- _Instructions for the task_
Write out again, exactly, the lines below starting at the one with "- The venv hole" and ending at the one with "- README gains".

━━━━━ Given entries

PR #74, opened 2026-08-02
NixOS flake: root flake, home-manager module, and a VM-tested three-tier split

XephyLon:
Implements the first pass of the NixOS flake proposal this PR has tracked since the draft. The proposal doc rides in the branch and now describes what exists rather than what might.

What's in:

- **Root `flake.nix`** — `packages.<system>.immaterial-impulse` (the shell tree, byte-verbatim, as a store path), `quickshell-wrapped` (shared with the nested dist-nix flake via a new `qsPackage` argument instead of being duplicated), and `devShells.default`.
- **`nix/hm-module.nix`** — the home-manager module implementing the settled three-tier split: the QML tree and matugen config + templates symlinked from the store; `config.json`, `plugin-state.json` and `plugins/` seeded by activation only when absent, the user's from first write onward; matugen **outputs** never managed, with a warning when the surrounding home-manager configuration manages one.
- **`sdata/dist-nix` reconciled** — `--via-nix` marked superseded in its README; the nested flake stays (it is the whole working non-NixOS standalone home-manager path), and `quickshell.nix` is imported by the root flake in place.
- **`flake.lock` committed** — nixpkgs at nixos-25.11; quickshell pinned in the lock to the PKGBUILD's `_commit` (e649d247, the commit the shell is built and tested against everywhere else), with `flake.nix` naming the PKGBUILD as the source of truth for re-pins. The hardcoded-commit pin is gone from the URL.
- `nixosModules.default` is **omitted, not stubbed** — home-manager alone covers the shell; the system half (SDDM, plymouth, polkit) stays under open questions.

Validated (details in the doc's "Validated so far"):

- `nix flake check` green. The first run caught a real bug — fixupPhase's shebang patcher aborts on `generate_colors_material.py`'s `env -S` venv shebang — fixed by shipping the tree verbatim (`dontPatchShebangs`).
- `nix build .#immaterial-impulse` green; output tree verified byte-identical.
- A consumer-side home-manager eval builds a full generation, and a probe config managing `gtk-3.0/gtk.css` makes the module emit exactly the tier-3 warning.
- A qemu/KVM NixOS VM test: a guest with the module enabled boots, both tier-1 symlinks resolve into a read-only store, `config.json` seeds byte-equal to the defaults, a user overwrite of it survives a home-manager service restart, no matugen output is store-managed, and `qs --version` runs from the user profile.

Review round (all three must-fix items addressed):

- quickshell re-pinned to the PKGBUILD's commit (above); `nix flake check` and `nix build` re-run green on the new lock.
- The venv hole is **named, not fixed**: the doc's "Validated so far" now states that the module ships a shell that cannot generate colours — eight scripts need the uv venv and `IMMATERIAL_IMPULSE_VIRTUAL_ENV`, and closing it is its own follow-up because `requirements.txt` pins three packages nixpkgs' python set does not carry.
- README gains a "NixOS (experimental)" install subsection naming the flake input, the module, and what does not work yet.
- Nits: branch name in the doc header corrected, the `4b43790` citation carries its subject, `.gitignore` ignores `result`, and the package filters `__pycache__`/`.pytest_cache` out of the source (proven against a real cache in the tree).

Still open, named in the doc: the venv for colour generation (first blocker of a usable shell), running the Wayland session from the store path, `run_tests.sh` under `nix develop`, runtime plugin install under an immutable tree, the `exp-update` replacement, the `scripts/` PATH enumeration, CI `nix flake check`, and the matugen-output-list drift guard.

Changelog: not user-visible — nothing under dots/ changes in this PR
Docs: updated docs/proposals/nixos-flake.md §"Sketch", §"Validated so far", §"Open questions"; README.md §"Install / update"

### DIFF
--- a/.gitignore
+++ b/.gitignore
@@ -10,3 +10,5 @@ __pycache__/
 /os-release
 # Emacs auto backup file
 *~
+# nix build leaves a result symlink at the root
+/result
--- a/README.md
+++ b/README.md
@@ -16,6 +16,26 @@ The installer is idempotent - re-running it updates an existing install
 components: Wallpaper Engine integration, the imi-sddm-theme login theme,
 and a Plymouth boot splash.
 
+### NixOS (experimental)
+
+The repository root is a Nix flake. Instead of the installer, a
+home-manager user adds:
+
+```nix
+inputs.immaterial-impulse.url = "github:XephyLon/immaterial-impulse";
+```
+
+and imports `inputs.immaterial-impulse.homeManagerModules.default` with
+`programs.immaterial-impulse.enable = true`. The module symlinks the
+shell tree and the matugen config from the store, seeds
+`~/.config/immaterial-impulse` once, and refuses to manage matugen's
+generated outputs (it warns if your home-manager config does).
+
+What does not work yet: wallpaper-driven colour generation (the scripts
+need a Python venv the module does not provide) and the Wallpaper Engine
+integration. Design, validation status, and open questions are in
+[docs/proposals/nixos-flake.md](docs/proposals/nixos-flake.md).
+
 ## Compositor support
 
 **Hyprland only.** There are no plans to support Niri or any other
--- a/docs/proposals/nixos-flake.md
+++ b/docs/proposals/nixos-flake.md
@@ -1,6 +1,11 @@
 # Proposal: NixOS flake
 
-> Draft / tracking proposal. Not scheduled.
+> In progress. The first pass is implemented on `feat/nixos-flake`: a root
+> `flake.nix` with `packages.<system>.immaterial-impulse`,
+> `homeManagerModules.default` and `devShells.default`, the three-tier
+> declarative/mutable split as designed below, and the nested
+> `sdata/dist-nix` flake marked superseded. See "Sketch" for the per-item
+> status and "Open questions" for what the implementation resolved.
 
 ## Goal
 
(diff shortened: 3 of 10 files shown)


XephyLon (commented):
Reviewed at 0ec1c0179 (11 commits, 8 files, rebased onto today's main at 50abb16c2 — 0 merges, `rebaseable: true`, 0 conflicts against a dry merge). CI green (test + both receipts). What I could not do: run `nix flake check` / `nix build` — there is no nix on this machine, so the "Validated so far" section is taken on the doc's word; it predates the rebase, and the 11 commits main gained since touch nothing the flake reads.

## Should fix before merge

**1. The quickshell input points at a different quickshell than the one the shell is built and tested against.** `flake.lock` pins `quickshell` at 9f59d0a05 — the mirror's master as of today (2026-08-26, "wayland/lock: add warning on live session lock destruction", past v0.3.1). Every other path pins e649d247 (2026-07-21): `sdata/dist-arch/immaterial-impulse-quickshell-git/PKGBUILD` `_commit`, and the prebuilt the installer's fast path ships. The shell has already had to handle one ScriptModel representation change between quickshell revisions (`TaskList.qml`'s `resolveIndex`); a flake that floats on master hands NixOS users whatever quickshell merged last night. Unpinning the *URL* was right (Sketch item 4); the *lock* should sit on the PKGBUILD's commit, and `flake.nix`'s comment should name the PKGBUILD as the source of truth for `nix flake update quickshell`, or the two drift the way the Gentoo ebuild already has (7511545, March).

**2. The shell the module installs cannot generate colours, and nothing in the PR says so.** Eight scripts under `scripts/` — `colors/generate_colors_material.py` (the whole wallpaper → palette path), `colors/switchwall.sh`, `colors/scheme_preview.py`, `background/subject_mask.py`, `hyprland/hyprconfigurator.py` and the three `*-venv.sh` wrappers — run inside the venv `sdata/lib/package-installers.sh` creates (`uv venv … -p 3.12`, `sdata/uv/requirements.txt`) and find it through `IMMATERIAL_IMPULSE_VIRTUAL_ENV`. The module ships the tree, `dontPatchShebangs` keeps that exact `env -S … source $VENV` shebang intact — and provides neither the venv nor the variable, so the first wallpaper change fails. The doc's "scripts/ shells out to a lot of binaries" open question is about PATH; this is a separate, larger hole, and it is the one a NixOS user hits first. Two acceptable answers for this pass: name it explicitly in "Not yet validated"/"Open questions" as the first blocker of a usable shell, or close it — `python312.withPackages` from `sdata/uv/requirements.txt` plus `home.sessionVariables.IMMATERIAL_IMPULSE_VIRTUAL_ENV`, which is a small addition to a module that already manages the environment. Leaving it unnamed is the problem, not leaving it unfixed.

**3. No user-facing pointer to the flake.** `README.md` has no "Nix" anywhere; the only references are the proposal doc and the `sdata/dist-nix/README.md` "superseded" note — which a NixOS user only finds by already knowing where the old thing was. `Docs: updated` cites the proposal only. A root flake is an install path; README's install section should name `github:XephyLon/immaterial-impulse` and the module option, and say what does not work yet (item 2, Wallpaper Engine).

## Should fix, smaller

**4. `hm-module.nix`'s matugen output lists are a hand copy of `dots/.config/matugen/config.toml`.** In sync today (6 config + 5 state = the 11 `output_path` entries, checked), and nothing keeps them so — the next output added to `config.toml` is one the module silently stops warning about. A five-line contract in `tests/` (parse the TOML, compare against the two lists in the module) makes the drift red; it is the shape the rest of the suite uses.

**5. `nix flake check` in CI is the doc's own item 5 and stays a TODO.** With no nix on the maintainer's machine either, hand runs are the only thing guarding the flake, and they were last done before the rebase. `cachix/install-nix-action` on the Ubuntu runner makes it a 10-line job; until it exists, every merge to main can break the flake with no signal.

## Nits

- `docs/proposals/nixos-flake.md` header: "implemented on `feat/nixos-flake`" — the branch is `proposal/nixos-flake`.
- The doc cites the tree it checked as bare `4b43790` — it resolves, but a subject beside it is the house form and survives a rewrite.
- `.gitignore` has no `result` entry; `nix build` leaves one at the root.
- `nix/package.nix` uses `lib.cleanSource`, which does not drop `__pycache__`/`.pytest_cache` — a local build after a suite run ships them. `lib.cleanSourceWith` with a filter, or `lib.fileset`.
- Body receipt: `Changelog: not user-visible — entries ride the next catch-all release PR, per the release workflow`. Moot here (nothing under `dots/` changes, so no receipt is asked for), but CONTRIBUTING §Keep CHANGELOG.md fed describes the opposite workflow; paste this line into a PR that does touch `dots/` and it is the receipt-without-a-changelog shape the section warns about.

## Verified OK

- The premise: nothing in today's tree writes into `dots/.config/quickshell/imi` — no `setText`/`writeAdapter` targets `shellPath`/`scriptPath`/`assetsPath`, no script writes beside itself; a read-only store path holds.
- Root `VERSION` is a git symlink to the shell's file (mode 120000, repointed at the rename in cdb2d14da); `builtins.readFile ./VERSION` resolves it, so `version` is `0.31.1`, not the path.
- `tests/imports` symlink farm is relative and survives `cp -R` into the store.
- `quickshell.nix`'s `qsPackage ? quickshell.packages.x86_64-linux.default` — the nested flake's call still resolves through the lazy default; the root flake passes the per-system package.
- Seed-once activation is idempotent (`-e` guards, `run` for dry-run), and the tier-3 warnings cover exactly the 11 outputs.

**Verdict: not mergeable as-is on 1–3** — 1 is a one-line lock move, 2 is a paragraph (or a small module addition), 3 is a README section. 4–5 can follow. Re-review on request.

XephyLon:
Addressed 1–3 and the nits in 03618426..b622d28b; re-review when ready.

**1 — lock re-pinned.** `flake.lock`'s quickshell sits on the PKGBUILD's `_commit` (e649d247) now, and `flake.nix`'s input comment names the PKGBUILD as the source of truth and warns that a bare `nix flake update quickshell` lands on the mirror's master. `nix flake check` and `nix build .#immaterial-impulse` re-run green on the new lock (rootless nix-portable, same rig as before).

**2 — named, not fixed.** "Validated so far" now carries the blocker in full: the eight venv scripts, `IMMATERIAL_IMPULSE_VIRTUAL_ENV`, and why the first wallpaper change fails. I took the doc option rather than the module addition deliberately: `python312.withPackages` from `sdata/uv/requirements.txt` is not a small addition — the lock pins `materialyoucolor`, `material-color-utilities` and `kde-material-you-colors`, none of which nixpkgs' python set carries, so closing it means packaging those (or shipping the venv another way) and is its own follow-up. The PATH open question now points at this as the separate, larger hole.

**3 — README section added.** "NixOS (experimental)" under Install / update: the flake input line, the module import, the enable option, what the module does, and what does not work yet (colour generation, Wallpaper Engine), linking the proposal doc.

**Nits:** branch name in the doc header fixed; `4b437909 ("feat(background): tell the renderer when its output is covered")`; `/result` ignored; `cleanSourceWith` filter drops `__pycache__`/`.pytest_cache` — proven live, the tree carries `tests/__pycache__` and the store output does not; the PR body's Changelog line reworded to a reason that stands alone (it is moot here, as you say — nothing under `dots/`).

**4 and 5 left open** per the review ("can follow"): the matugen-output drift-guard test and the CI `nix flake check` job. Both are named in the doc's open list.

━━━━━━━━━━

- _Task answer_
- The venv hole is **named, not fixed**: the doc's "Validated so far" now states that the module ships a shell that cannot generate colours — eight scripts need the uv venv and `IMMATERIAL_IMPULSE_VIRTUAL_ENV`, and closing it is its own follow-up because `requirements.txt` pins three packages nixpkgs' python set does not carry.
- README gains a "NixOS (experimental)" install subsection naming the flake input, the module, and what does not work yet.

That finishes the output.